Information Extraction

Extracting specific information such as brands, company names, names of people, location, dates, etc from a text. This is known as identifying named entities from text (named entity recognition).
Extracting keywords or key phrases from a text.

Information Search or Retrieval

Finding information such as documents relevant to a user’s search query. For example, Google search is a popular use case of information retrieval.

Topic Modeling

Extraction of topics and themes that best represent a text.

Text Summarization

Generating summaries, main points, or the most important information from text documents such as articles and medical reports. Note that extractive summarization extracts the most important sentences from long-form text, which are joined together to form a summary. On the other hand, abstractive summarization paraphrases text to form a summary, and may include words or sentences that aren’t present in the original text.

Machine translation

Converting text from one language to the other. Google translate is a application of machine translation.

Brief History is NLP

Rule Based Approaches

The field of NLP began in 1940, after the second world war. There was a need to develop a machine that automatically translates one language to another. Hence, the first NLP Task was an experimental machine translation project, a collaboration between Georgetown University and IBM, which started in in the early 1950s. The Georgetown-IBM experiment implemented a programmed rule-based machine translation system on an IBM 701 (IBM’s first commercial and scientific computer), to translate the Russian language to English. The public demonstration of a Russian-English machine translation system in New York in January 1954 sparked a great deal of public interest to the point where the front page of the New York Times reported that:

“A public demonstration of what is believed to be the first successful use of a machine to translate meaningful texts from one language to another took place here yesterday afternoon.

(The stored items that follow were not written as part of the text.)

PR #5248, opened 2020-10-09
Issue 4775: (R0.8) Cherry-pick #4776

### LINKED ISSUE #4775: Add snapshot stage for all release branches

crazyzhou:

**Change log description**  
Cherrypick #4776 into 0.8

- Issue 4775: Add snapshot stage for all release branches

**Purpose of the change**  
Fixes #4775 
This will benefit to have `0.8.1-SNAPSHOT` artifacts.

**What the code does**  
Cherrypick #4776 into 0.8

**How to verify it** 
Build passes

### DIFF
--- a/.travis.yml
+++ b/.travis.yml
@@ -34,7 +34,7 @@ jobs:
       script: ./gradlew javadocs
 
     - stage: snapshot
-      if: branch = master AND NOT (type = pull_request)
+      if: (branch = master OR branch =~ /^r[0-9]+\.[0-9]+/) AND NOT (type = pull_request)
       env:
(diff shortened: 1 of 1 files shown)


crazyzhou:
Note this change violates the [current release process](https://github.com/pravega/pravega/wiki/How-to-release) , because we now remove `-SNAPSHOT` from the version early in the release cycle and the travis build will fail on the publish stage with a non-SNAPSHOT version.

For the new release process, I would suggest we follow other Apache projects such as Apache zookeeper. Like this: https://github.com/apache/zookeeper/commit/803c7f1a12f85978cb049af5e4ef23bd8b688715
We only remove `-SNAPSHOT` from the version each time we start a release candidate or a formal release, and this commit will just be tagged but not go into the release branch. Only in this case, we can guarantee this change will not break the travis build.

medvedevigorek:
I don't think we should take this change as is, we know it's going to break Travis builds once we enter RC phase. And looks to me that adjusting the release process alone may not be the desired solution to that. I've started a discussion in [#release-process](https://pravega-io.slack.com/archives/C01CFQ9556F ) Slack channel., let's see if we can find a solution.

ravisharda (approved):

ravisharda:
@medvedevigorek regarding your comments below, with the recent discussion in Slack are you OK with having this change in now? Please confirm, so that we can unblock this PR. 

> I don't think we should take this change as is, we know it's going to break Travis builds once we enter RC phase. And looks to me that adjusting the release process alone may not be the desired solution to that. I've started a discussion in #release-process Slack channel., let's see if we can find a solution.

crazyzhou:
Close this to cherrypick the correct commit and keep a cleaner history

PR #5250, opened 2020-10-13
Issue 5221: Port CLI security changes from Pravega Tools to Pravega core

### LINKED ISSUE #5221: Port CLI security changes from Pravega Tools to Pravega core
**Problem description**
PR https://github.com/pravega/pravega-tools/pull/75 added the necessary changes to the Pravega CLI to work with security enabled. Once we merge PR #5065, we need to port these changes to the new CLI location. Also, we need to extend the security functionality to the new User CLI.

**Problem location**
Pravega CLI.

Port security changes to Admin CLI and extend them to User CLI.

anirudhkovuru:
**Change log description**  
Porting the changes made in the pravega tools repo ([PR 75](https://github.com/pravega/pravega-tools/pull/75)) to allow for the admin CLI to function in security enabled environments

**Purpose of the change**  
Closes #5221 

**What the code does**  
- Uses new properties from the `admin-cli.properties` file to determine if the command needs to be run in TLS mode or not.
- The commands now when running in a TLS enabled environment have a trust-store which is used to verify and validate the server.
    - The protocol of the URI's, i.e., http or https , is determined based on the properties in the properties file.
    - The location of the trust-store file can also be mentioned as part of the properties in the properties file.
- Added tests for the above functionality.

**How to verify it**  


RaulGracia:
@anirudhkovuru please review the checkstyle, it is making the build to fail ` Task :cli:admin:checkstyleTest FAILED`

RaulGracia:
@anirudhkovuru please, fix the checkstyle check, it is failing now:
```
> Task :cli:admin:checkstyleTest FAILED
[ant:checkstyle] [ERROR] /home/travis/build/pravega/pravega/cli/admin/src/test/java/io/pravega/cli/admin/AbstractTlsAdminCommandTest.java:31:5: Variable access definition in wrong order. [DeclarationOrder]
```

cli/admin/src/main/java/io/pravega/cli/admin/controller/ControllerCommand.java
```diff
@@ -50,7 +61,39 @@ protected Context createContext() {
...
+            KeyStore ks = null;
+            InputStream trustStore = null;
+            try {
+                trustStore = new FileInputStream(new File(getCLIControllerConfig().getTruststore()));
+                ks = KeyStore.getInstance("JKS");
+                ks.load(trustStore, null);
+                trustStore.close();
+
+            } catch (KeyStoreException e) {
+                output("The keystore file is invalid, the keystore type is not supported: " + e.toString());
```
andreipaduroiu, line 78: `output` supports formatted text. Please use that api.

cli/admin/src/main/java/io/pravega/cli/admin/controller/ControllerCommand.java
```diff
@@ -50,7 +61,39 @@ protected Context createContext() {
...
-        Client client = ClientBuilder.newClient(clientConfig);
+
+        Client client;
+
+        // If tls parameters are configured, set them in client
+        if (getCLIControllerConfig().isTlsEnabled()) {
+            KeyStore ks = null;
+            InputStream trustStore = null;
+            try {
+                trustStore = new FileInputStream(new File(getCLIControllerConfig().getTruststore()));
```
andreipaduroiu, line 72: I suggest using try-with-resources or annotating with with `@Cleanup` to ensure this is closed. If you get an error between here and line 75, your input stream will not be closed.

cli/admin/src/test/java/io/pravega/cli/admin/AbstractTlsAdminCommandTest.java
```diff
@@ -0,0 +1,122 @@
...
+import java.util.Properties;
+import java.util.concurrent.TimeUnit;
+import java.util.concurrent.atomic.AtomicReference;
+
+public abstract class AbstractTlsAdminCommandTest {
+
+    // Security related flags and instantiate local pravega server.
+    protected static final AtomicReference<AdminCommandState> STATE = new AtomicReference<>();
+
+    private static final Integer CONTROLLER_PORT = 9090;
```
andreipaduroiu, line 31: Use `TestUtils` to get randomized ports. Hardcoding ports in unit tests is a recipe for failure due to ports already being used.

cli/admin/src/test/java/io/pravega/cli/admin/AbstractTlsAdminCommandTest.java
```diff
@@ -0,0 +1,122 @@
...
+    private static final Integer SEGMENT_STORE_PORT = 6000;
+    private static final Integer REST_SERVER_PORT = 9091;
+
+    @Rule
+    public final Timeout globalTimeout = new Timeout(80, TimeUnit.SECONDS);
+
+    protected boolean authEnabled = false;
```
andreipaduroiu, line 38: Any reason why these shouldn't be `static` or `final`?

cli/admin/src/test/java/io/pravega/cli/admin/AbstractTlsAdminCommandTest.java
```diff
@@ -0,0 +1,122 @@
...
+
+import java.net.URI;
+import java.util.Properties;
+import java.util.concurrent.TimeUnit;
+import java.util.concurrent.atomic.AtomicReference;
+
+public abstract class AbstractTlsAdminCommandTest {
+
+    // Security related flags and instantiate local pravega server.
+    protected static final AtomicReference<AdminCommandState> STATE = new AtomicReference<>();
```
andreipaduroiu, line 29: Why is this static? 

Do not use static fields that you set during your execution. This will prevent us from eventually running tests in parallel.

cli/admin/src/test/java/io/pravega/cli/admin/AbstractTlsAdminCommandTest.java
```diff
@@ -0,0 +1,122 @@
...
+        pravegaProperties.setProperty("cli.security.auth.credentials.password", SecurityConfigDefaults.AUTH_ADMIN_PASSWORD);
+        pravegaProperties.setProperty("cli.security.tls.enable", Boolean.toString(tlsEnabled));
+        pravegaProperties.setProperty("cli.security.tls.trustStore.location", "../../config/" + SecurityConfigDefaults.TLS_CLIENT_TRUSTSTORE_NAME);
+
+        STATE.get().getConfigBuilder().include(pravegaProperties);
+
+        localPravega.start();
+
+        // Wait for the server to complete start-up.
+        TimeUnit.SECONDS.sleep(20);
```
andreipaduroiu, line 99: Do not do this. Find a different way to figure out when the server has started.

20 seconds may be too long in most cases and may not be sufficient if Travis is super-slow when your test executes.

cli/admin/src/test/java/io/pravega/cli/admin/controller/AuthEnabledControllerCommandsTest.java
```diff
@@ -0,0 +1,252 @@
...
+        Parser.Command pc = Parser.parse(inputCommand);
+        Assert.assertNotNull(pc.toString());
+        CommandArgs args = new CommandArgs(pc.getArgs(), state);
+        final ByteArrayOutputStream baos = new ByteArrayOutputStream();
+        TestingDescribeStreamCommand cmd = new TestingDescribeStreamCommand(args);
+        try (PrintStream ps = new PrintStream(baos, true, "UTF-8")) {
+            cmd.setOut(ps);
+            cmd.execute();
+        }
+        return new String(baos.toByteArray(), StandardCharsets.UTF_8);
```
andreipaduroiu, line 197: Please be consistent in how you reference UTF8. Here you use `StandardCharset`, yet 4 lines above you use a string.

cli/user/src/test/java/io/pravega/cli/user/AbstractTlsUserCommandTest.java
```diff
@@ -0,0 +1,114 @@
...
+import java.net.URI;
+import java.util.concurrent.TimeUnit;
+import java.util.concurrent.atomic.AtomicReference;
+
+public abstract class AbstractTlsUserCommandTest {
+
+    // Security related flags and instantiate local pravega server.
+    protected static final AtomicReference<InteractiveConfig> CONFIG = new AtomicReference<>();
+
+    private static final Integer CONTROLLER_PORT = 9090;
```
andreipaduroiu, line 31: randomize

cli/user/src/test/java/io/pravega/cli/user/AbstractTlsUserCommandTest.java
```diff
@@ -0,0 +1,114 @@
...
+import org.junit.rules.Timeout;
+
+import java.net.URI;
+import java.util.concurrent.TimeUnit;
+import java.util.concurrent.atomic.AtomicReference;
+
+public abstract class AbstractTlsUserCommandTest {
+
+    // Security related flags and instantiate local pravega server.
+    protected static final AtomicReference<InteractiveConfig> CONFIG = new AtomicReference<>();
```
andreipaduroiu, line 29: same comment about static shared variables.

cli/user/src/test/java/io/pravega/cli/user/AbstractTlsUserCommandTest.java
```diff
@@ -0,0 +1,114 @@
...
+
+    private static final Integer CONTROLLER_PORT = 9090;
+    private static final Integer SEGMENT_STORE_PORT = 6000;
+    private static final Integer REST_SERVER_PORT = 9091;
+
+    @Rule
+    public final Timeout globalTimeout = new Timeout(120, TimeUnit.SECONDS);
+
+    protected boolean authEnabled = false;
```
andreipaduroiu, line 38: final

cli/user/src/test/java/io/pravega/cli/user/AbstractTlsUserCommandTest.java
```diff
@@ -0,0 +1,114 @@
...
+                    .jksKeyFile("../../config/" + SecurityConfigDefaults.TLS_SERVER_KEYSTORE_NAME)
+                    .jksTrustFile("../../config/" + SecurityConfigDefaults.TLS_CLIENT_TRUSTSTORE_NAME)
+                    .keyPasswordFile("../../config/" + SecurityConfigDefaults.TLS_PASSWORD_FILE_NAME);
+        }
+
+        localPravega = emulatorBuilder.build();
+        localPravega.start();
+
+        // Wait for the server to complete start-up.
+        TimeUnit.SECONDS.sleep(20);
```
andreipaduroiu, line 79: No sleeping please.

test/integration/src/main/java/io/pravega/test/integration/utils/SecureSetupUtils.java
```diff
@@ -0,0 +1,249 @@
...
+
+/**
+ * Utility functions for creating the test setup.
+ */
+@Slf4j
+@NotThreadSafe
+public final class SecureSetupUtils {
+
+    // The different services.
+    @Getter
```
andreipaduroiu, line 63: Make all these fields `final`. Initialize them in the class constructor, and start the services only when you invoke `startAllServices`

andreipaduroiu: Also make this class implement `AutoCloseable` and in the `close` method make sure you shut down and close all these services. Otherwise you risk leaving them running in the background when your test is done.

test/integration/src/main/java/io/pravega/test/integration/utils/SecureSetupUtils.java
```diff
@@ -0,0 +1,249 @@
...
+        this.controller = new ControllerImpl(ControllerImplConfig.builder().clientConfig(clientConfig).build(),
+                executor);
+        this.clientFactory = new ClientFactoryImpl(scope, controller, clientConfig);
+
+        // Start zookeeper.
+        this.zkTestServer = new TestingServerStarter().start();
+        this.zkTestServer.start();
+
+        // Start Pravega Service.
+        ServiceBuilder serviceBuilder = ServiceBuilder.newInMemoryBuilder(ServiceBuilderConfig.getDefaultConfig());
```
andreipaduroiu, line 138: You never shut this down. You need to keep a pointer to it and close it in your `close` method.

andreipaduroiu (changes requested):

cli/admin/src/main/java/io/pravega/cli/admin/controller/ControllerCommand.java
anirudhkovuru: Used the api for formatted text.

cli/admin/src/main/java/io/pravega/cli/admin/controller/ControllerCommand.java
anirudhkovuru: Used `@Cleanup` on the `InputStream` as suggested.

cli/admin/src/test/java/io/pravega/cli/admin/AbstractTlsAdminCommandTest.java
anirudhkovuru: Used `TestUtils` for randomized ports.

cli/admin/src/test/java/io/pravega/cli/admin/AbstractTlsAdminCommandTest.java
anirudhkovuru: `@Rule` requires the variable to be `final` only and not `static`. The variables `authEnabled` and `tlsEnabled` cannot be `final` as these flags are set before calling `super.setUp()` in the test classes based on whether we test with authentication or TLS enabled or both.
Also static non final variables cannot be declared according to the checkstyle.

cli/admin/src/test/java/io/pravega/cli/admin/AbstractTlsAdminCommandTest.java
anirudhkovuru: I've made this field non-static as suggested.

cli/admin/src/test/java/io/pravega/cli/admin/AbstractTlsAdminCommandTest.java
anirudhkovuru: Will try to look for a better way to identify if the server has started.

cli/admin/src/test/java/io/pravega/cli/admin/controller/AuthEnabledControllerCommandsTest.java
anirudhkovuru: The references are consistent now.

cli/user/src/test/java/io/pravega/cli/user/AbstractTlsUserCommandTest.java
anirudhkovuru: done

cli/user/src/test/java/io/pravega/cli/user/AbstractTlsUserCommandTest.java
anirudhkovuru: made non-static

cli/user/src/test/java/io/pravega/cli/user/AbstractTlsUserCommandTest.java
anirudhkovuru: `authEnabled` and `tlsEnabled` cannot be `final` as they will be changed according to the tests in which they are used. Explained above

cli/user/src/test/java/io/pravega/cli/user/AbstractTlsUserCommandTest.java
anirudhkovuru: Will look for another way.

test/integration/src/main/java/io/pravega/test/integration/utils/SecureSetupUtils.java
anirudhkovuru: The class implements `AutoCloseable` and the `close` method. Will look into making the fields final.

test/integration/src/main/java/io/pravega/test/integration/utils/SecureSetupUtils.java
anirudhkovuru: I've added this as a field and close it in the `close` method

cli/admin/src/test/java/io/pravega/cli/admin/AbstractTlsAdminCommandTest.java
```diff
@@ -0,0 +1,114 @@
...
+
+import java.net.URI;
+import java.util.Properties;
+import java.util.concurrent.TimeUnit;
+import java.util.concurrent.atomic.AtomicReference;
+
+public abstract class AbstractTlsAdminCommandTest {
+
+    // Security related flags and instantiate local pravega server.
+    private static final Integer CONTROLLER_PORT = TestUtils.getAvailableListenPort();
```
andreipaduroiu, line 30: Do not make these static. Keeping state (available ports is a form of state) in static variables prevents these tests from being run in parallel.

test/integration/src/main/java/io/pravega/test/integration/utils/SecureSetupUtils.java
andreipaduroiu: Ping! Please make the fields final. If you only set them in the constructor, then `final` is how they should be.

cli/admin/src/test/java/io/pravega/cli/admin/AbstractAdminCommandTest.java
```diff
@@ -22,28 +23,34 @@
 public abstract class AbstractAdminCommandTest {
 
     // Setup utility.
-    protected static final SetupUtils SETUP_UTILS = new SetupUtils();
-    protected static final AtomicReference<AdminCommandState> STATE = new AtomicReference<>();
+    protected static final SecureSetupUtils SETUP_UTILS = new SecureSetupUtils();
```
andreipaduroiu, line 26: Same here. Do not make this thing static.

cli/user/src/test/java/io/pravega/cli/user/AbstractTlsUserCommandTest.java
```diff
@@ -0,0 +1,94 @@
...
+import org.junit.Rule;
+import org.junit.rules.Timeout;
+
+import java.util.concurrent.TimeUnit;
+import java.util.concurrent.atomic.AtomicReference;
+
+public abstract class AbstractTlsUserCommandTest {
+
+    // Security related flags and instantiate local pravega server.
+    private static final Integer CONTROLLER_PORT = TestUtils.getAvailableListenPort();
```
andreipaduroiu, line 27: not static

cli/user/src/test/java/io/pravega/cli/user/AbstractUserCommandTest.java
```diff
@@ -22,26 +23,32 @@
 public abstract class AbstractUserCommandTest {
 
     // Setup utility.
-    protected static final SetupUtils SETUP_UTILS = new SetupUtils();
-    protected static final AtomicReference<InteractiveConfig> CONFIG = new AtomicReference<>();
+    protected static final SecureSetupUtils SETUP_UTILS = new SecureSetupUtils();
```
andreipaduroiu, line 26: not static

test/integration/src/main/java/io/pravega/test/integration/utils/SecureSetupUtils.java
```diff
@@ -0,0 +1,238 @@
...
+            return;
+        }
+
+        this.controllerWrapper.close();
+        this.server.close();
+        this.zkTestServer.close();
+        this.serviceBuilder.close();
+        this.clientFactory.close();
+        this.controller.close();
+        this.executor.shutdown();
```
andreipaduroiu, line 169: This is the wrong way to shut down an executor. Use `ExecutorServiceHelpers.shutdown(...)`

andreipaduroiu (changes requested):

test/integration/src/main/java/io/pravega/test/integration/utils/SecureSetupUtils.java
anirudhkovuru: Using the method mentioned above.

cli/user/src/test/java/io/pravega/cli/user/AbstractUserCommandTest.java
anirudhkovuru: same

cli/user/src/test/java/io/pravega/cli/user/AbstractTlsUserCommandTest.java
anirudhkovuru: same

cli/admin/src/test/java/io/pravega/cli/admin/AbstractAdminCommandTest.java
anirudhkovuru: Made it non static.

cli/admin/src/test/java/io/pravega/cli/admin/AbstractTlsAdminCommandTest.java
anirudhkovuru: Made these non static.

cli/admin/src/test/java/io/pravega/cli/admin/AbstractTlsAdminCommandTest.java
anirudhkovuru: This has been removed.

cli/user/src/test/java/io/pravega/cli/user/AbstractTlsUserCommandTest.java
anirudhkovuru: Removed this.

test/integration/src/main/java/io/pravega/test/integration/utils/SecureSetupUtils.java
anirudhkovuru: I've made all these fields final as suggested.

cli/user/src/test/java/io/pravega/cli/user/SecureUserCommandsTest.java
```diff
@@ -0,0 +1,137 @@
...
+        Assert.assertTrue("StreamAppendCommand failed.", commandResult.contains("Done"));
+        commandResult = TestUtils.executeCommand("stream read " + stream + " 5", config.get());
+        Assert.assertTrue("StreamReadCommand failed.", commandResult.contains("Done"));
+        Assert.assertNotNull(StreamCommand.Read.descriptor());
+
+        commandResult = TestUtils.executeCommand("stream delete " + stream, config.get());
+        Assert.assertTrue("StreamDeleteCommand failed.", commandResult.contains("deleted successfully"));
+        Assert.assertNotNull(StreamCommand.Delete.descriptor());
+
+        // TODO: Test KVT commands in the secure scenario (auth+TLS).
```
andreipaduroiu, line 77: Are you going to resolve this TODO?

What about the commented out code below?

RaulGracia: @anirudhkovuru please, review the guidelines to add TODOs in the code: https://github.com/pravega/pravega/wiki/Contributing#todos, which requires to add a reference to the issue the TODO is related to.
@andreipaduroiu  it looks like this test cannot work today due to a bug that ahs been found: https://github.com/pravega/pravega/issues/5374. Until the bug is fix, this test cannot work combining Auth+TLS.

anirudhkovuru: I've removed the commented code and mentioned only the issue.

RaulGracia (changes requested):
This PR is progressing well. I have some comments to address, though.

cli/admin/src/main/java/io/pravega/cli/admin/utils/ControllerHostnameVerifier.java
```diff
@@ -0,0 +1,20 @@
...
+ * You may obtain a copy of the License at
+ *
+ *     http://www.apache.org/licenses/LICENSE-2.0
+ */
+package io.pravega.cli.admin.utils;
+
+import javax.net.ssl.HostnameVerifier;
+import javax.net.ssl.SSLSession;
+
+public class ControllerHostnameVerifier implements HostnameVerifier {
```
ravisharda, line 15: Curious, why do you need a custom hostname verifier here? You could use one of the standard ones. 

Here's how we do it in the client (for the call to segment store): 

https://github.com/pravega/pravega/blob/899a82d5c4055007311adf01bf58d1629f4e2f6e/client/src/main/java/io/pravega/client/connection/impl/TcpClientConnection.java#L243-L251

cli/admin/src/test/java/io/pravega/cli/admin/AbstractTlsAdminCommandTest.java
```diff
@@ -0,0 +1,114 @@
...
+                .enableAuth(authEnabled)
+                .enableTls(tlsEnabled);
+
+        // Since the server is being built right here, avoiding delegating these conditions to subclasses via factory
+        // methods. This is so that it is easy to see the difference in server configs all in one place. This is also
+        // unlike the ClientConfig preparation which is being delegated to factory methods to make their preparation
+        // explicit in the respective test classes.
+
+        if (authEnabled) {
+            emulatorBuilder.passwdFile("../../config/" + SecurityConfigDefaults.AUTH_HANDLER_INPUT_FILE_NAME)
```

This may be the cumulation of centuries of search by scholars for “a mechanical translator.”
In 1966, Joseph Weizenbaum, a professor at the Massachusetts Institute of Technology (MIT) Artificial Intelligence Laboratory, released a chatbot called ELIZA, that mimics a Rogerian psychotherapist. ELIZA was created to serve as a therapeutic tool, and it would respond to users mostly by asking open-ended questions and giving generic responses to words and phrases. ELIZA simulated conversation by using a pattern matching and substitution methodology programmed with complicated if-then logic and significant linguistic expertise. Rule based systems are complex to build and depend on expert domain knowledge.

Statistical and Machine Learning Approaches

In the 1980s and 1990s there was a paradigm shift from rule-based approach to statistical, probabilistic, and machine learning approaches for NLP tasks due to increase in data and computational power. By the 1990s, IBM introduced statistical machine translation where researchers theorized that if they looked at enough text, they could find patterns in translations. Statistical machine translation concepts come from information theory.
The creation of the world wide web in 1990 made it possible to accumulate huge amount of text data that machine learning algorithms can train on to achieve NLP tasks. In 1990s, the first recurrent neural network was trained.
In 1997 LSTM (long short-term memory) for recurrent neural networks was developed.
In 2006, Google Translate was the first successful commercial NLP machine translation system. Google Translate uses statistical machine translation.
In 2013, Google researchers introduced word2vec, the first word embeddings model, widely used for encoding words into vector representations in NLP tasks.

Large Language Models

In 2014, the attention mechanism was introduced by Google and published in 2017 in a paper titled, “Attention Is All You Need”.
In 2017, the Google Brain researchers introduced the transformer architecture.
In 2018, OpenAI released the first GPT-1, their first Generative Pre-trained Transformer model.
In 2019, OpenAI released GPT-2. Google released BERT, a large transformer model widely used to create word embeddings or representations.
In 2020 OpenAI released GPT-3.
In 2022, OpenAI released ChatGPT, which became popular overnight.